Stay on the monitoring page during initial setup (first 5-10 minutes)
Watch training progress through preparation stages
Check metrics appear after first epoch completes
Review loss curves for expected patterns
Verify estimated completion time aligns with expectations

This helps catch configuration errors early and prevents wasting Compute Credits on failing runs.

Kill runs early if issues detected

If you notice problems during monitoring:

Configuration errors — Wrong dataset split, incorrect model size
Unexpected metrics — Loss not decreasing, NaN values appearing
Resource issues — Out of memory errors, extremely slow progress
Wrong workflow — Accidentally started wrong training configuration

Kill immediately to preserve Compute Credits rather than letting failed training run to completion.

Download models before cleanup

Before deleting runs:

Identify successful runs with acceptable metrics
Download trained models you want to keep
Export evaluation results if needed for documentation
Save training configurations for reproducibility
Then delete runs to keep project organized

Remember: Deletion is permanent—models cannot be recovered after run deletion.

Clean up regularly

Maintain organized training projects:

Weekly: Delete obvious test runs and failed experiments
After milestones: Clean up superseded runs after successful training
Before major work: Archive or delete old runs to reduce clutter
Keep history: Preserve successful runs that produced deployed models

Regular cleanup makes it easier to find important runs and understand project history.

Use descriptive workflow names

Workflow names appear in run listings, so use clear, descriptive names:

Good examples:

PCB-Detection-Qwen-Small
Defect-Classification-NVLM-Baseline
Quality-VQA-InternVL-Production

Poor examples:

Workflow 1
Test
New Training

Descriptive names make it easier to identify runs in listings and understand project history.

Check logs for failed runs

When runs fail, always:

View detailed logs to understand failure reason
Check error messages in the training progress section
Review configuration settings that might cause issues
Fix underlying problems before starting new runs
Delete failed runs after documenting issues

Understanding failures prevents repeating configuration mistakes.

Common questions

How many runs can I have active at once?

The number of simultaneous active runs depends on your organization plan and available Compute Credits.

Typical limits:

GPU availability — Limited by total GPU resources in your plan
Concurrent training — Usually 1-5 active runs depending on plan tier
Queued runs — No limit; runs wait for GPU resources to become available

Runs queue automatically when GPU resources are unavailable.

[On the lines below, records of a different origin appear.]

PR #837, opened 2023-06-28
Set cluster_name for host logs too if renameFieldsSck is enabled

### LINKED ISSUE #682: splunkPlatform.fieldNameConvention.renameFieldsSck doesn't cover journald units or extraFileLogs
According to the SCK migration guide, it's possible to preserve the Splunk field names as used with SCK. Without this, we would need to rework all our custom Splunk Dashboards. 

https://github.com/signalfx/splunk-otel-collector-chart/blob/ff1e1ff2bf415ab8c7f37e03d85c056debf688b8/docs/migration-from-sck.md?plain=1#L405-L414

Now I discovered that the setting only affects the `logs` pipeline but not the `logs/host`. The `resource/logs` is not included in the `logs/host` pipeline. https://github.com/signalfx/splunk-otel-collector-chart/blob/ff1e1ff2bf415ab8c7f37e03d85c056debf688b8/helm-charts/splunk-otel-collector/templates/config/_otel-agent.tpl#L678

Probably for journald and extraFileLogs only the `cluster_name` field is relevant.

https://github.com/signalfx/splunk-otel-collector-chart/blob/ff1e1ff2bf415ab8c7f37e03d85c056debf688b8/helm-charts/splunk-otel-collector/templates/config/_common.tpl#L121-L123

vinzent:
Up to now the cluster_name field was only set in `resource/logs`. This snippet was only included for the container logs, but not for host logs (files, journald).

This change moves the cluster_name field to the `resource` snippet, which is according inline comment used for all things that pass through otel.

Fixes #682

### DIFF
--- a/CHANGELOG.md
+++ b/CHANGELOG.md
@@ -4,6 +4,10 @@ The format is based on [Keep a Changelog](https://keepachangelog.com/en/1.0.0/).
 
 ## Unreleased
 
+### Fixed
+
+- Set cluster_name for host logs too if renameFieldsSck is enabled [#837](https://github.com/signalfx/splunk-otel-collector-chart/pull/837)
+
 ### Added
 
 - Update PodDisruptionBudgets API version to allow both `policy/v1beta1` and `policy/v1` [#835](https://github.com/signalfx/splunk-otel-collector-chart/pull/835)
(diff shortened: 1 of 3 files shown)


dmitryax (commented):
LGTM. @vinzent can you please add a changelog entry?

vinzent:
@dmitryax  added changelog entry.

dmitryax (approved):

PR #839, opened 2023-06-28
add emptyDir daemonset volume for SA receiver collectd config

rmfitzpatrick:
In cases like openshift's default SecurityContextConstraints when the agent is set to have a read-only root filesystem, collectd monitor use isn't possible without having a declared volume mount for its run directory:

```
error	collectd/monitorcore.go:126	Could not render collectd plugin config	{"kind": "receiver", "name": "smartagent/collectd/mysql", "data_type": "metrics", "error": "failed to create collectd config dir at /usr/lib/splunk-otel-collector/agent-bundle/run/collectd/monitor-smartagentcollectdmysql/managed_config: mkdir /usr/lib/splunk-otel-collector/agent-bundle/run/collectd/monitor-smartagentcollectdmysql: read-only file system", "monitorID": "smartagentcollectdmysql", "monitorType": "collectd/mysql", "path": "/usr/lib/splunk-otel-collector/agent-bundle/run/collectd/monitor-smartagentcollectdmysql/managed_config/20-mysql.smartagentcollectdmysql.conf"}
```


rmfitzpatrick:
It'd probably make sense to add these to the CR deployment as well.

helm-charts/splunk-otel-collector/templates/daemonset.yaml
```diff
@@ -404,11 +404,16 @@ spec:
...
+        - mountPath: /usr/lib/splunk-otel-collector/agent-bundle/run/collectd
+          name: run-collectd
+          readOnly: false
         {{- if $agent.extraVolumeMounts }}
         {{- toYaml $agent.extraVolumeMounts | nindent 8 }}
         {{- end }}
       terminationGracePeriodSeconds: {{ .Values.terminationGracePeriodSeconds }}
       volumes:
+      - name: run-collectd
+        emptyDir: {}
```
jinja2, line 416: How about adding a limit? I assume we are only writing collectd config files in this directory.
```suggestion
        emptyDir:
          sizeLimit: 500Mi
```

rmfitzpatrick: good call, though that would be a lot of config files and they should be cleanly removed on receiver shutdown.

jinja2 (approved):

jvoravong (approved):

PR #104, opened 2017-08-16
Correlator info

bhazelton:
Before this branch is ready we need to fix the `write_anntenna_locations_file.py` script.

Also some testing should be added for full connections that are no longer active.


bhazelton:
This branch also needs a fix to aipy to be in place (https://github.com/HERA-Team/aipy/pull/22)

bhazelton:
Ok, I think this PR is now ready for review. @pkgw and @jack-h can I get you to look at it?

hera_mc/cm_hookup.py
```diff
@@ -277,7 +282,18 @@ def __header_entry_name_adjust(self, col):
             colhead = col
         return colhead
 
-    def show_hookup(self, hookup_dict, cols_to_show, show_levels):
+    def get_correlator_input_from_hookup(self, hookup_dict, corr_name=PC.roach_input_name):
+        """
+        Retrieve the correlator inputs from a hookup_dictionary
+        """
+        corr_input = {}
+        if corr_name in hookup_dict['columns']:
```
pkgw: So, if `corr_name` is not in `hookup_dict['columns']`, this function will return `{}`. Are those the best semantics? Would it be better to raise an exception in this case?

hera_mc/cm_utils.py
```diff
@@ -135,6 +150,29 @@ def _get_astropytime(_date, _time=0):
     return return_date
 
 
+def get_date_from_pair(d1, d2, ret='earliest'):
+    if d1 is None and d2 is None:
+        return None
+    retdat = None
```
pkgw: I feel that functions like these are much clearer if one uses `return` statements rather than having many different paths that set a `retval`-type variable.

hera_mc/cm_utils.py
```diff
@@ -135,6 +150,29 @@ def _get_astropytime(_date, _time=0):
...
+            retdat = d1 if d1 < d2 else d2
+    elif ret == 'latest':
+        if d1 is None:
+            retdat = d1
+        elif d2 is None:
+            retdat = d2
+        else:
+            retdat = d1 if d1 > d2 else d2
+    else:
+        warnings.warn("No return comparison value given.")
```
pkgw: Does it make sense for this condition to be a warning? It seems likely to me that it would be better to raise a ValueError if `ret` is not one of the known values.

hera_mc/geo_handling.py
```diff
@@ -253,7 +259,7 @@ def find_station_of_antenna(self, antenna, query_date):
             raise ValueError('More than one active connection between station and antenna')
         return antenna_connected.upstream_part
 
-    def get_location(self, to_find, query_date, show_location=False, verbosity='m'):
+    def get_location(self, to_find, query_date, station_types=None, show_location=False, verbosity='m'):
```
pkgw: `station_types` should be added to this function's list of parameters in the docstring.

hera_mc/geo_handling.py
```diff
@@ -313,33 +322,292 @@ def get_location(self, to_find, query_date, show_location=False, verbosity='m'):
...
-        Returns a list of all of the locations ever connected.
+    def _search_loop(self, stn, at_date, now, m, base_tdelta, full_req):
+        loop = True
+        while loop:
+            at_date += TimeDelta(m * base_tdelta, format='sec')
+            if at_date > now:
+                at_date = now + TimeDelta(1.0, format='sec')
+            fc = cm_revisions.get_full_revision(stn, at_date, full_req, self.session)
+            if len(fc) == 1:
+                loop = False
```
pkgw: This function should use `break` statements instead of a loop control variable.

hera_mc/geo_handling.py
```diff
@@ -313,33 +322,292 @@ def get_location(self, to_find, query_date, show_location=False, verbosity='m'):
                     print(L, ' not found.')
         return found_location
 
-    def get_all_everconnected_locations(self):
-        """
-        Returns a list of all of the locations ever connected.
+    def _search_loop(self, stn, at_date, now, m, base_tdelta, full_req):
```
pkgw: I really do not feel good about this function. What is its purpose? Where do the various hardcoded magic time intervals come from? Why are `m` and `base_tdelta` separate arguments if they're only ever used in conjunction? I would like someone to double-check its internal logic and add comments documenting how this function works.

hera_mc/geo_handling.py
```diff
@@ -313,33 +322,292 @@ def get_location(self, to_find, query_date, show_location=False, verbosity='m'):
...
+        from sqlalchemy import asc
+        hookup = cm_hookup.Hookup(self.session)
+
+        base_tdelta = 86400.0
+        m = 10.0
+        self.get_station_types()
+        station_conn = []
+        now = cm_utils._get_astropytime('now')
+        for k, stn_type in self.station_types.iteritems():
+            if station_types_to_check == 'all' or k in station_types_to_check:
```
pkgw: I think the logic here should be inverted to reduce the amount of rightward drift in the code:

```python
if station_types_to_check != 'all' and k not in station_types_to_check:
    continue

for stn in ...
```

hera_mc/geo_handling.py
```diff
@@ -313,33 +322,292 @@ def get_location(self, to_find, query_date, show_location=False, verbosity='m'):
...
+                        else:
+                            station_dict = self.get_fully_connected_location_at_date(stn=stn, at_date=at_date,
+                                                                                     hookup=hookup, fc=fc,
+                                                                                     full_req=full_req)
+                            station_conn.append(station_dict)
+                            k0 = fc[0].hookup['timing'].keys()[0]
+                            tp = fc[0].hookup['timing'][k0]
+                            fc_strt = Time(cm_utils.get_date_from_pair(tp['e'][0], tp['n'][0], 'earliest'), format='gps')
+                            fc_stop = cm_utils.get_date_from_pair(tp['e'][1], tp['n'][1], 'earliest')
+                            if fc_stop is None:
```
pkgw: Change to `if fc_stop is not None:` and eliminate the `pass` branch.

hera_mc/geo_handling.py
```diff
@@ -313,33 +322,292 @@ def get_location(self, to_find, query_date, show_location=False, verbosity='m'):
...
+                    fc = cm_revisions.get_full_revision(stn, at_date, full_req, self.session)
+            elif at_date > now:
+                loop = False
+        return fc, at_date
+
+    def get_all_fully_connected_ever(self, earliest_date=Time('2016-09-01'),
+                                     full_req=part_connect.full_connection_parts_paper,
+                                     station_types_to_check='all'):
         """
+        Returns a list of all of the locations fully connected on at_date that
```
pkgw: The summary description in this docstring seems inaccurate.

hera_mc/geo_handling.py
```diff
@@ -313,33 +322,292 @@ def get_location(self, to_find, query_date, show_location=False, verbosity='m'):
...
-                connections = self.session.query(part_connect.Connections).filter(
-                    part_connect.Connections.upstream_part == stn.station_name)
-                for conn in connections:
-                    ant_num = int(conn.downstream_part[1:])
+        Parameters
+        -----------
+        earliest_date:  earliest_date to check for connections.
+        full_req: list of parts required for a connection to be a 'full' connection
+            (default: part_connect.full_connection_parts_paper)
+        station_types_to_check:  list of station types to limit check, or all (default: all)
```
pkgw: Should be written as `"all"` to emphasize that the value is a string constant.

hera_mc/geo_handling.py
```diff
@@ -313,33 +322,292 @@ def get_location(self, to_find, query_date, show_location=False, verbosity='m'):
...
+                    fc_stop = cm_utils.get_date_from_pair(tp['e'][1], tp['n'][1], 'earliest')
+                    if fc_stop is None or fc_stop > now.gps:
+                        continue
+                    fc_stop = Time(fc_stop, format='gps')
+                    at_date = fc_stop + TimeDelta(base_tdelta, format='sec')
+                    while fc_stop is not None:
+                        fc, at_date = self._search_loop(stn, at_date, now, m, base_tdelta, full_req)
+                        if len(fc) == 0:
+                            fc_stop = None
+                        else:
```
pkgw: I believe this can be changed to:

```python
if not len(fc):
    fc_stop = None
    break

station_dict = ...
```

Once again this reduces the amount of rightward drift in the code.

hera_mc/geo_handling.py
```diff
@@ -313,33 +322,292 @@ def get_location(self, to_find, query_date, show_location=False, verbosity='m'):
...
+                    if at_date > now:
+                        at_date = now + TimeDelta(1.0, format='sec')
+                    fc = cm_revisions.get_full_revision(stn, at_date, full_req, self.session)
+            elif at_date > now:
+                loop = False
+        return fc, at_date
+
+    def get_all_fully_connected_ever(self, earliest_date=Time('2016-09-01'),
+                                     full_req=part_connect.full_connection_parts_paper,
+                                     station_types_to_check='all'):
```
pkgw: In this function too, I worry about the soundness of the search algorithm. Something this complicated should have inline comments explaining how the algorithm works.

hera_mc/geo_handling.py
```diff
@@ -313,33 +322,292 @@ def get_location(self, to_find, query_date, show_location=False, verbosity='m'):
...
+        station_types_to_check:  list of station types to limit check, or all
+        """
+        from hera_mc import cm_hookup
+        hookup = cm_hookup.Hookup(self.session)
+
+        at_date = cm_utils._get_astropytime(at_date)
+        self.get_station_types()
+        station_conn = []
+        for k, stn_type in self.station_types.iteritems():
+            if (station_types_to_check == 'all' or k in station_types_to_check):
```
pkgw: Parentheses unnecessary here.

hera_mc/geo_handling.py
```diff
@@ -313,33 +322,292 @@ def get_location(self, to_find, query_date, show_location=False, verbosity='m'):
...
+        stn:  is the station information to check
+        at_date:  date to check for connections, must be an astropy.Time
+        hookup:  is to provide a hookup instance to not have to do it everytime
+        fc:  is the full hookup/revision, in case you already have it don't call it again
+        full_req:  list contining needed parts to be considered complete
+        """
+        if fc is None:
+            fc = cm_revisions.get_full_revision(stn, at_date, full_req, self.session)
+        station_dict = {}
+        if len(fc) == 1:
```
pkgw: Another logic inversion can reduce rightward drift:

```python
if not len(fc):
    return {}

hu = ...
```

hera_mc/geo_handling.py
```diff
@@ -313,33 +322,292 @@ def get_location(self, to_find, query_date, show_location=False, verbosity='m'):
...
+            hu = fc[0].hookup
+            k0 = hu['hookup'].keys()[0]
+            ant_num = hu['hookup'][k0]['e'][0].downstream_part
+            ant_num = int(str(ant_num).split('A')[1])
```
pkgw: What's the format of the `ant_num` value? If it's just (e.g.) `A101`, this could just be `ant_num = int(ant_num[1:])`.

hera_mc/geo_handling.py
```diff
@@ -313,33 +322,292 @@ def get_location(self, to_find, query_date, show_location=False, verbosity='m'):
...
+            eastings.append(stn['easting'])
+            northings.append(stn['northing'])
+            longitudes.append(stn['longitude'])
+            latitudes.append(stn['latitude'])
+            elevations.append(stn['elevation'])
+
+        ecef_positions = uvutils.XYZ_from_LatLonAlt(latitudes, longitudes, elevations)
+        rotecef_positions = uvutils.rotECEF_from_ECEF(ecef_positions.T, cofa_loc.lon)
+
+        corr_dict = {'antenna_numbers': ant_nums,
```
pkgw: This could be just `return {'antenna_numbers': ...`

hera_mc/geo_handling.py
bhazelton: It comes out as unicode (`u'A101'`) I experimented around until I got an int out, but I'll try your suggestion.

hera_mc/geo_handling.py
bhazelton: sure. I'll change it.

hera_mc/geo_handling.py
david-deboer: I've tried to give a description.  The main problem is the time resolution and trading off speed.  Fortunately now we will not be using this operationally, but are keeping it as a backup.

hera_mc/geo_handling.py
```diff
@@ -115,17 +116,19 @@ def cofa(self, show_cofa=False):
...
         self.get_station_types(add_stations=True)
         current_cofa = self.station_types['COFA']['Stations']
-        located = self.get_location(current_cofa, 'now', show_cofa, 'm')
+        located = self.get_location(current_cofa, 'now', self.station_types)
         if len(located) == 0:
             located_cofa = None
         elif len(located) > 1:
-            print("Warning:  {} has returned multiple cofa values.  Returning None.")
+            s = "{} has multiple cofa values.".format(str(current_cofa))
+            warnings.warn(s)
```
pkgw: If the presence of multiple cofa values is just a warning, should the code return the first one instead of None?

david-deboer: I've gone back and forth on this, but I agree with you.  It can give a warning.warn but return the first one.
I'm about to push up a small PR for making the parts stuff case-insenstive and I'll include this change there.  Thanks.

jack-h:
Second @pkgw's notes about comments. But these additions look like they fulfill the needs from the correlator side.

jack-h:
Though clearly I have no idea how to officially approve.

pkgw:
PR has already been approved and merged. But the process is a bit obscure, so for future reference: visit the “Files changed” tab for the PR and click “Review changes”. For un-merged PRs, you’ll have options to specify the summary outcome of your review: neutral, approve, request changes.

PR #105, opened 2017-08-19
fixed fem_swap script

david-deboer:
Just fixed a script to add new fems based on new cm_hookup inputs

### DIFF
--- a/scripts/fem_swap.py
+++ b/scripts/fem_swap.py
@@ -67,7 +67,7 @@ if __name__ == '__main__':
                            exact_match=True)
     k = hd['hookup'].keys()[0]
     if len(hd['hookup'][k]['e']) == 0:
-        print("<<<<<<<ERROR>>>>>>>")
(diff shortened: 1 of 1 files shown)


scripts/fem_swap.py
```diff
@@ -60,39 +59,47 @@ def query_args(args):
...
-        print("Stopping this swap.")
+        print("<<<<<<<Error>>>>>>>  {} is already connected".format(fem_hpn))
+        sys.exit()
+    # ###ERROR EXIT POINT
+
+    hd = hookup.get_hookup(hpn=args.ant, rev='H', port='all', at_date=at_date,
+                           exact_match=True)
+    k = hd['hookup'].keys()[0]
+    if len(hd['hookup'][k]['e']) == 0:
+        print("<<<<<<<ERROR>>>>>>>")
```
bhazelton: would a more descriptive message be useful here? Up to you.

david-deboer:
You're right - better to provide at least a lttle detail, which I did.

PR #108, opened 2017-08-21
hacked away most of the test cm db

david-deboer:
This hacks away most of the test db to speed up tests.  Still tests everything it did.


hera_mc/tests/test_geo_location.py
```diff
@@ -93,8 +93,8 @@ def test_ever_fully_connected(self):
         now_list = self.h.get_all_fully_connected_at_date(at_date='now')
         ever_list = self.h.get_all_fully_connected_ever()
 
-        self.assertEqual(len(now_list), 12)
-        self.assertEqual(len(ever_list), 163)
+        self.assertEqual(len(now_list), 1)
+        self.assertEqual(len(ever_list), 1)
```
bhazelton: This worries me -- it looks like there is no longer an ever_connected one that isn't currently connected. I think that's why the test coverage dropped a little bit, because it may not be getting to the part of the code that handles past connections...

david-deboer:
I added a defunct path back in.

They start when resources free up from completed runs.

View your resource usage →

Can I pause and resume a training run?

No. Training runs cannot be paused and resumed. Your options are:

Let training complete — Continue to successful completion
Kill the run — Stop permanently (cannot resume)
Start a new run — Create fresh training session with same or modified settings

Workaround for long training:

If you need to stop and continue later:

Configure workflows with shorter epoch counts
Train incrementally across multiple runs
Use checkpointing features (if available for your model architecture)

What happens to Compute Credits if I kill a run?

Compute Credits are consumed for actual GPU time used, regardless of whether training completes:

Credits consumed: Time from run start until killed
Credits saved: Remaining training time that would have been used
No refunds: Credits for elapsed time cannot be recovered

Example:

Training estimated: 60 minutes (10 credits)
Killed after: 15 minutes
Credits consumed: ~2.5 credits
Credits saved: ~7.5 credits

Best practice: Monitor runs closely during initial stages to catch issues early and minimize wasted credits.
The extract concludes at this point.